Quiz 3 - Sections 1.4-1.5

(1) Where are the following functions not continuous? Are the discontinuities removable? What are the vertical asymptotes (if any)?

(a)

$$f(x)= \frac{x-4}{x^2-6x+8}$$

Solving for the denominator, we get x²-6x+8=(x-4)(x-2), so the discontinuities are at the points x=2 and x=4. When we find the limit $\lim_{x \to 2} \frac{x-4}{x^2-6x+8}$ we get an undefined limit (unbounded behavior), and thus 2 is a non-removable discontinuity.
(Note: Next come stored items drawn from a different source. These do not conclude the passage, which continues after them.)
PR #1186, opened 2016-02-26
Validate generated vega spec against vega schema

mprudhom:
Fixes https://github.com/vega/vega-lite/issues/1156


kanitw:
Thanks.  I will merge this when Vega releases a new version then.  
(Otherwise, everything in Travis will always fail.)

kanitw:
We added another commit to vega version in #1209.  Will merge that soon! 
Thanks a lot :)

On the other hand, $\lim_{x \to 4} \frac{x-4}{x^2-6x+8}= \frac{1}{2}$, so if we re-defined $f(4)=\frac{1}{2}$, then f would be continuous at the point x=4, and at 4 there is a removable discontinuity. x=2 is the vertical asymptote of f(x). This can be seen from a graph, and also from the fact that there is unbounded behavior at x=2 (checking limits).

(b)

$$g(x)= \left\{ \begin{array}{ll} \frac{x+2}{2} & x \leq 2 \\ \frac{-x}{x-3} & x > 2 \\ \end{array} \right.$$

For a piecewise function you should check the points in between the pieces for continuity. But since $\lim_{x \to 2^-} \frac{x+2}{2} = 2$ and $\lim_{x \to 2^+} \frac{-x}{x-3} = 2$, the function is continuous at x=2. Now you should also check the function pieces. $\frac{x+2}{2}$ is continous everywhere (in particular, for $x \leq 2$), while $\frac{-x}{x-3}$ has a discontinuity at x=3. This discontinuity is non-removable, and there is an asymptote at x=3.

(2) (True or False) If $\lim_{x \to c} f(x) = L$ and f(c)=L, then f is continuous at c.

This is true. A function is continuous at a point, c, when both $\lim_{x \to c} f(x) = L$ and f(c)=L.

(3) Find the following limit:

$$\lim_{x \to 3^{+}} \frac{x-2}{x-3}.$$

I accepted the answer ``undefined'', but the answer $\infty$ is the best answer. $\lim_{x \to 3^{+}} \frac{x-2}{x-3} = \infty$ says more than that the limit is undefined.